Abstract

Ultrananocrystalline diamond (UNCD) films were implanted by oxygen ion and annealed at different temperatures. The electrical and structrual properties of O+-implanted UNCD films were investigated by Hall effects, high-resolution transmission electron microscopy (HRTEM) and uv Raman spectroscopy measurements. The results show that O+-implanted nano-sized diamond grains annealed at 800 °C and above give n-type conductivity to the sample and the UNCD film exhibits n-type resistivity with the carrier mobility of 1∼11 cm2 V−1s−1. With O+ dose increasing from 1015 to 1016 cm−2, diamond phase transits to the amorphous carbon phase accompanied by n-type semiconduction transforming to metallic conduction. In the 1014 cm−2 O+-implanted UNCD film, some amorphous carbon at grain boundaries transits to diamond phase with annealing temperature (Ta) increasing from 500 °C to 800–900 °C, and some of diamond grains are found to be converted to amorphous carbon phase again after 1000 °C annealing.

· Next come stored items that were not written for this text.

PR #8410, opened 2018-06-27
Deprecate scope as a type constraint

JinShil:
Followup to https://github.com/dlang/dlang.org/pull/2027

See https://dlang.org/deprecate.html#scope%20as%20a%20type%20constraint

Update to the deprecations table: https://github.com/dlang/dlang.org/pull/2397

### DIFF
--- a/changelog/deprecate_scope_type.dd
+++ b/changelog/deprecate_scope_type.dd
@@ -1,0 +1,8 @@
+`scope` as a type constraint is deprecated.
+
+`scope` as a type constraint has been deprecated for quite some time.  However,
+starting with this release, the compiler will emit a deprecation warning if used.
+
+---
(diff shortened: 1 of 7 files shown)


wilzbach (approved):

changelog/deprecate_scope_type.dd
```diff
@@ -0,0 +1,8 @@
+`scope` as a type constraint is deprecated.
+
+`scope` as a type constraint has been deprecated for quite some time.  However,
+starting with this release, the compiler will emit a deprecation warning if used.
```
jacob-carlborg: Should we mention that there is not direct alternative?

JinShil:
This is blocked waiting on the outcome of @WalterBright use of `scope struct` in https://github.com/dlang/dmd/pull/8369#discussion_r198675586

PR #8411, opened 2018-06-27
BUILD=release should set ENABLE_RELEASE

John-Colvin:


wilzbach (changes requested):
Currently we have three states:
- release (default) without the actual optimizations, but with debug symbols
- debug
- release via ENABLE_RELEASE

This is mostly due to the historic layout and there actually has been a failed attempt once to set the default build to debug. Enabling all the optimizations by default is imho not a good idea as the default build time will go up from a few seconds to two minutes and will have severe implications for the out of the box build experience (and CI setup).

WalterBright:
Wouldn't it be better to just remove `BUIILD=release`, instead of trying to maintain two different ways to build the same thing? What are we trying to be backwards compatible with?

wilzbach:
> Wouldn't it be better to just remove BUIILD=release, instead of trying to maintain two different ways to build the same thing?

FWIW `BUILD=release` and `ENABLE_RELEASE=1` aren't exactly the same.
For example, with `BUILD=debug` a _different_ binary gets generated in `generated/linux/debug/...`.
This is often handy if you want to simultaneously have a debug and release build of dmd/druntime/phobos.
`ENABLE_X` only adds the respective flags, but doesn't change the build folder.
Also the actual release flags only get added with `ENABLE_RELEASE=1` as we have these three state (default [aka BUILD=release], BUILD=debug, ENABLE_RELEASE=1).

> What are we trying to be backwards compatible with?

Our CIs - for your removing `BUILD=release` we probably would have to update all CIs here, at druntime, phobos, tools, dlang.org, installer and the release pipeline.
Updating them is a PITA. If we could do this easily, we probably would have switched to `debug` being the default build already.

AndrewEdwards:
@WalterBright, this pull request is pending you input.

wilzbach:
> It probably won't be trivial to look after / fix our CIs

This is the blocker.

> but I'm happy to do so if there's approval.

Another blocker - I don't have much time these days :/

RazvanN7:
This doesn't seem to be going anywhere.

This phase transition is closely relative to the n-type conductivity of the UNCD films, in which n-type conductivity increases with the amorphous carbon phase transiting to diamond phase in the Ta range of 500–900 °C, and it decreases with diamond phase transiting to amorphous carbon phase in the case of 1000 °C annealing. It is indicated that the O+-implanted nano-sized diamond grains dominantly control the n-type conductivity of UNCD film in the Ta range of 800–900 °C, while the grain-boundary-conduction controls the n-type conductivty in UNCD film annealed at 1000 °C. In this case, a novel conduction mechanism that O+-implanted nano-sized diamond grains supply n-type conductivity and the amorphous carbon grain boundaries give a current path to the UNCD films is proposed.